Erasmus MC, Department of Viroscience, Rotterdam, the Netherlands.
Institute of Diagnostic Virology, Friedrich-Loeffler-Institute, Insel Riems, Germany.
PLoS One. 2020 Feb 20;15(2):e0229326. doi: 10.1371/journal.pone.0229326. eCollection 2020.
As high-throughput sequencing technologies are becoming more widely adopted for analysing pathogens in disease outbreaks there needs to be assurance that the different sequencing technologies and approaches to data analysis will yield reliable and comparable results. Conversely, understanding where agreement cannot be achieved provides insight into the limitations of these approaches and also allows efforts to be focused on areas of the process that need improvement. This manuscript describes the next-generation sequencing of three closely related viruses, each analysed using different sequencing strategies, sequencing instruments and data processing pipelines. In order to determine the comparability of consensus sequences and minority (sub-consensus) single nucleotide variant (mSNV) identification, the biological samples, the sequence data from 3 sequencing platforms and the *.bam quality-trimmed alignment files of raw data of 3 influenza A/H5N8 viruses were shared. This analysis demonstrated that variation in the final result could be attributed to all stages in the process, but the most critical were the well-known homopolymer errors introduced by 454 sequencing, and the alignment processes in the different data processing pipelines which affected the consistency of mSNV detection. However, homopolymer errors aside, there was generally a good agreement between consensus sequences that were obtained for all combinations of sequencing platforms and data processing pipelines. Nevertheless, minority variant analysis will need a different level of careful standardization and awareness about the possible limitations, as shown in this study.

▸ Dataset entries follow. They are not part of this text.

PR #1505, opened 2020-09-09
Small ops improvements

austinbyers:
## Background

A few small bugfixes based on observed problems in existing deployments.

## Changes

- Bump snapshot-poller memory from 128 to 512 MB. One of our deployments is running out of memory, and this is a critical piece of infra that needs more cpu/network at all times anyway (just like the log processor). The extra monetary cost is typically negligible compared to log processing.
- Add a comment about why we lowercase emails in Cognito (@alxarch )
- Allow `mage master:deploy` with an optional `STACK` env variable - this way, you can deploy the pre-packaged version on top of any stack name. We already support `STACK=name mage teardown`, so this is a natural extension.

## Testing

- CI; will deploy to release env after merged internally

### DIFF
--- a/internal/core/custom_resources/resources/alarms_api_gateway.go
+++ b/internal/core/custom_resources/resources/alarms_api_gateway.go
@@ -40,8 +40,10 @@ type APIGatewayAlarmProperties struct {
 }
 
 func customAPIGatewayAlarms(_ context.Context, event cfn.Event) (string, map[string]interface{}, error) {
-	const defaultGatewayLatencyThresholdMs = 1000
-	const defaultGatewayErrorThreshold = 5
+	const (
+		defaultErrorThreshold = 1
+		defaultLatencyThresholdMs = 1000
+	)
 
 	switch event.RequestType {
 	case cfn.RequestCreate, cfn.RequestUpdate:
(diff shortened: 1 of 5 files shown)


internal/core/custom_resources/resources/alarms_api_gateway.go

随着高通量测序技术在疾病爆发时分析病原体的应用越来越广泛,需要确保不同的测序技术和数据分析方法将产生可靠和可比的结果。相反,了解无法达成一致的地方可以深入了解这些方法的局限性,并使人们能够集中精力改进流程中的某些领域。本文描述了三种密切相关的病毒的下一代测序,每种病毒都使用不同的测序策略、测序仪器和数据处理管道进行分析。为了确定共识序列和少数(亚共识)单核苷酸变异(mSNV)鉴定的可比性,共享了 3 种流感 A/H5N8 病毒的生物样本、来自 3 个测序平台的序列数据以及原始数据的 *.bam 质量修剪对齐文件。该分析表明,最终结果的差异可归因于该过程的所有阶段,但最关键的是 454 测序引入的众所周知的长聚核苷酸错误,以及不同数据处理管道中的对齐过程,这会影响 mSNV 检测的一致性。然而,除了长聚核苷酸错误之外,对于所有测序平台和数据处理管道组合获得的共识序列通常都有很好的一致性。然而,正如本研究所示,少数变异分析将需要不同程度的仔细标准化和对可能的局限性的认识。